PR #166, opened 2024-04-05
Added vote data to all the recent RPIPs. Updated portal to handle multiple votes in a minimum-viable sort of manner.

LongForWisdom:
Staging for testing here: <https://longforwisdom.github.io/RPIPs/>


Valdorff (approved):
double checked all dates and results. checked first few characters in vote-to proposal urls

PR #168, opened 2024-04-09
Add Rocket Rewards Tree Informational RPIP

xrchz:


RPIPs/rpip-draft_rewards_tree.md
```diff
@@ -0,0 +1,36 @@
+---
+rpip: #<to be assigned>
+title: Rewards Tree Specification
```
Valdorff, line 3: Maybe "Current Rewards Tree Specification"

RPIPs/rpip-draft_rewards_tree.md
```diff
@@ -0,0 +1,36 @@
...
+status: Draft
+type: Informational
+created: 2024-04-09
+---
+
+## Abstract
+This RPIP describes the current state of the specification of the Rocket Pool rewards system (first introduced in [Redstone](https://medium.com/rocket-pool/rocket-pool-the-merge-redstone-601d9efd6b4)) for node operators, wherein ETH and RPL rewards are allocated at regular intervals to staking nodes.
+
+## Motivation
+Rocket Pool's allocation of rewards to node operators needs a clear specification that can be independently implemented and verified so that node operators know what to expect and have a basis for recourse in case of any misallocation.
```
Valdorff, line 16: "and have a basis for recourse in case of any misallocation" is not currently implied anywhere and pretty significant. I'd suggest simply removing or maybe "know what to expect and are able to verify allocations." or something.

RPIPs/rpip-draft_rewards_tree.md
```diff
@@ -0,0 +1,36 @@
...
+
+The rewards tree specification is currently developed in the external [Rocket Pool Research](https://github.com/rocket-pool/rocketpool-research/tree/master/Merkle%20Rewards%20System) repository. Development there began before the RPIP process was created. However, since this is a core protocol specification, its proper home is as an RPIP where it can be easily found and referred to with a clear status as an official definition of (part of) the Rocket Pool protocol. This RPIP is an informational document describing the status quo, with the intention of moving the core protocol specification into a future RPIP.
```
Valdorff, line 18: "with the intention of following up with a future pDAO-ratified RPIP (which may or may not include changes)."

RPIPs/rpip-draft_rewards_tree.md
```diff
@@ -0,0 +1,36 @@
...
+* [Rewards Calculation Specification](../assets/rpip-tree/rewards-calculation-spec.md)
+
+## Rationale
+This specification describes what is actually implemented and used by Rocket Pool as of April 2024 (that is, for rewards interval 21).
+
+## Reference Implementation
+This specification (Rewards Calculation v8) is implemented by [Treegen](https://github.com/rocket-pool/treegen/tree/a92de2f75e8188c450653b01af5ab27f97a14ec3), which is the reference implementation. It is also implemented by [Rockettree](https://github.com/xrchz/rockettree/tree/ce9bca3d15ce490804ea8e31ebfd5a24723dc8cf).
+
+## Security Considerations
+Errors, inconsistencies, and omissions in this specification leave the protocol in a difficult position should there arise any disputes over the allocation of rewards.
```
Valdorff, line 33: Again - I don't think we should be implying recourse where that (a) has not been implied previously, (b) has no suggested implementation and (c) has not been ratified. I don't really think you need this "Security Considerations" section for this "what's the state" info RPIP.

RPIPs/rpip-draft_rewards_tree.md
```diff
@@ -0,0 +1,36 @@
...
+The technical specification (v8 in particular) taken from the external [research repository](https://github.com/rocket-pool/rocketpool-research/tree/master/Merkle%20Rewards%20System) is attached as the following assets:
+
+* [Merkle Tree Specification](../assets/rpip-tree/merkle-tree-spec.md)
+* [Rewards Calculation Specification](../assets/rpip-tree/rewards-calculation-spec.md)
+
+## Rationale
+This specification describes what is actually implemented and used by Rocket Pool as of April 2024 (that is, for rewards interval 21).
+
+## Reference Implementation
+This specification (Rewards Calculation v8) is implemented by [Treegen](https://github.com/rocket-pool/treegen/tree/a92de2f75e8188c450653b01af5ab27f97a14ec3), which is the reference implementation. It is also implemented by [Rockettree](https://github.com/xrchz/rockettree/tree/ce9bca3d15ce490804ea8e31ebfd5a24723dc8cf).
```
Valdorff, line 30: Does the watchtower import treegen, or does it have a separate copy? If the latter, it's worth linking here too I think. If the former, worth noting.

Valdorff (commented):
A few thoughts

Valdorff:
Confirmed that the assets are the same. `rewards-calculation-spec.md` has 2 links changed from relative to absolute external. The external links point to a specific commit and are non-essential. While they may conceivably get broken by external repo actions, it won't mislead users.

RPIPs/rpip-draft_rewards_tree.md
xrchz: For the future Core Protocol version I was hoping the legitimacy from being a ratified RPIP would be the basis for recourse. Are you objecting to that, or just to it being present in the Informational version?

RPIPs/rpip-draft_rewards_tree.md
xrchz: Done

RPIPs/rpip-draft_rewards_tree.md
xrchz: Done

RPIPs/rpip-draft_rewards_tree.md
xrchz: Removed the section (it was there from when this was gonna be Protocol).

RPIPs/rpip-draft_rewards_tree.md
xrchz: So... no change required here, if I understand correctly.

jshufro: I'd suggest just linking to `https://github.com/rocket-pool/treegen`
========================================
Set down the listing above in its entirety, exactly as written.

PR #166, opened 2024-04-05
Added vote data to all the recent RPIPs. Updated portal to handle multiple votes in a minimum-viable sort of manner.

LongForWisdom:
Staging for testing here: <https://longforwisdom.github.io/RPIPs/>


Valdorff (approved):
double checked all dates and results. checked first few characters in vote-to proposal urls

PR #168, opened 2024-04-09
Add Rocket Rewards Tree Informational RPIP

xrchz:


RPIPs/rpip-draft_rewards_tree.md
```diff
@@ -0,0 +1,36 @@
+---
+rpip: #<to be assigned>
+title: Rewards Tree Specification
```
Valdorff, line 3: Maybe "Current Rewards Tree Specification"

RPIPs/rpip-draft_rewards_tree.md
```diff
@@ -0,0 +1,36 @@
...
+status: Draft
+type: Informational
+created: 2024-04-09
+---
+
+## Abstract
+This RPIP describes the current state of the specification of the Rocket Pool rewards system (first introduced in [Redstone](https://medium.com/rocket-pool/rocket-pool-the-merge-redstone-601d9efd6b4)) for node operators, wherein ETH and RPL rewards are allocated at regular intervals to staking nodes.
+
+## Motivation
+Rocket Pool's allocation of rewards to node operators needs a clear specification that can be independently implemented and verified so that node operators know what to expect and have a basis for recourse in case of any misallocation.
```
Valdorff, line 16: "and have a basis for recourse in case of any misallocation" is not currently implied anywhere and pretty significant. I'd suggest simply removing or maybe "know what to expect and are able to verify allocations." or something.

RPIPs/rpip-draft_rewards_tree.md
```diff
@@ -0,0 +1,36 @@
...
+
+The rewards tree specification is currently developed in the external [Rocket Pool Research](https://github.com/rocket-pool/rocketpool-research/tree/master/Merkle%20Rewards%20System) repository. Development there began before the RPIP process was created. However, since this is a core protocol specification, its proper home is as an RPIP where it can be easily found and referred to with a clear status as an official definition of (part of) the Rocket Pool protocol. This RPIP is an informational document describing the status quo, with the intention of moving the core protocol specification into a future RPIP.
```
Valdorff, line 18: "with the intention of following up with a future pDAO-ratified RPIP (which may or may not include changes)."

RPIPs/rpip-draft_rewards_tree.md
```diff
@@ -0,0 +1,36 @@
...
+* [Rewards Calculation Specification](../assets/rpip-tree/rewards-calculation-spec.md)
+
+## Rationale
+This specification describes what is actually implemented and used by Rocket Pool as of April 2024 (that is, for rewards interval 21).
+
+## Reference Implementation
+This specification (Rewards Calculation v8) is implemented by [Treegen](https://github.com/rocket-pool/treegen/tree/a92de2f75e8188c450653b01af5ab27f97a14ec3), which is the reference implementation. It is also implemented by [Rockettree](https://github.com/xrchz/rockettree/tree/ce9bca3d15ce490804ea8e31ebfd5a24723dc8cf).
+
+## Security Considerations
+Errors, inconsistencies, and omissions in this specification leave the protocol in a difficult position should there arise any disputes over the allocation of rewards.
```
Valdorff, line 33: Again - I don't think we should be implying recourse where that (a) has not been implied previously, (b) has no suggested implementation and (c) has not been ratified. I don't really think you need this "Security Considerations" section for this "what's the state" info RPIP.

RPIPs/rpip-draft_rewards_tree.md
```diff
@@ -0,0 +1,36 @@
...
+The technical specification (v8 in particular) taken from the external [research repository](https://github.com/rocket-pool/rocketpool-research/tree/master/Merkle%20Rewards%20System) is attached as the following assets:
+
+* [Merkle Tree Specification](../assets/rpip-tree/merkle-tree-spec.md)
+* [Rewards Calculation Specification](../assets/rpip-tree/rewards-calculation-spec.md)
+
+## Rationale
+This specification describes what is actually implemented and used by Rocket Pool as of April 2024 (that is, for rewards interval 21).
+
+## Reference Implementation
+This specification (Rewards Calculation v8) is implemented by [Treegen](https://github.com/rocket-pool/treegen/tree/a92de2f75e8188c450653b01af5ab27f97a14ec3), which is the reference implementation. It is also implemented by [Rockettree](https://github.com/xrchz/rockettree/tree/ce9bca3d15ce490804ea8e31ebfd5a24723dc8cf).
```
Valdorff, line 30: Does the watchtower import treegen, or does it have a separate copy? If the latter, it's worth linking here too I think. If the former, worth noting.

Valdorff (commented):
A few thoughts

Valdorff:
Confirmed that the assets are the same. `rewards-calculation-spec.md` has 2 links changed from relative to absolute external. The external links point to a specific commit and are non-essential. While they may conceivably get broken by external repo actions, it won't mislead users.

RPIPs/rpip-draft_rewards_tree.md
xrchz: For the future Core Protocol version I was hoping the legitimacy from being a ratified RPIP would be the basis for recourse. Are you objecting to that, or just to it being present in the Informational version?

RPIPs/rpip-draft_rewards_tree.md
xrchz: Done

RPIPs/rpip-draft_rewards_tree.md
xrchz: Done

RPIPs/rpip-draft_rewards_tree.md
xrchz: Removed the section (it was there from when this was gonna be Protocol).

RPIPs/rpip-draft_rewards_tree.md
xrchz: So... no change required here, if I understand correctly.

jshufro: I'd suggest just linking to `https://github.com/rocket-pool/treegen`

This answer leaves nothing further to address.